PROMPT
Start to finish, reproduce the records below with nothing missing.

DATASET

PR #780, opened 2019-06-19
Update composites and convert to cloud struct

spencerhance:
extracted from: https://github.com/kubernetes/ingress-gce/pull/773/

### DIFF
--- a/pkg/composite/metrics/metrics_test.go
+++ b/pkg/composite/metrics/metrics_test.go
@@ -1,5 +1,5 @@
 /*
-Copyright 2019 The Kubernetes Authors.
+Copyright 2017 The Kubernetes Authors.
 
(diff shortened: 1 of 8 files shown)


pkg/composite/metrics/metrics_test.go
```diff
@@ -1,5 +1,5 @@
 /*
-Copyright 2019 The Kubernetes Authors.
+Copyright 2017 The Kubernetes Authors.
```
spencerhance: Fix this

spencerhance:
The main question here is do we want to keep composite as a static library

spencerhance:
Closing since we removed the LB interface.  I'll send another PR with just the necessary composite updates (e.g. without composite cloud)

YOUR SOLUTION
PR #780, opened 2019-06-19
Update composites and convert to cloud struct

spencerhance:
extracted from: https://github.com/kubernetes/ingress-gce/pull/773/

### DIFF
--- a/pkg/composite/metrics/metrics_test.go
+++ b/pkg/composite/metrics/metrics_test.go
@@ -1,5 +1,5 @@
 /*
-Copyright 2019 The Kubernetes Authors.
+Copyright 2017 The Kubernetes Authors.
 
(diff shortened: 1 of 8 files shown)


pkg/composite/metrics/metrics_test.go
```diff
@@ -1,5 +1,5 @@
 /*
-Copyright 2019 The Kubernetes Authors.
+Copyright 2017 The Kubernetes Authors.
```
spencerhance: Fix this

spencerhance:
The main question here is do we want to keep composite as a static library

spencerhance:
Closing since we removed the LB interface.  I'll send another PR with just the necessary composite updates (e.g. without composite cloud)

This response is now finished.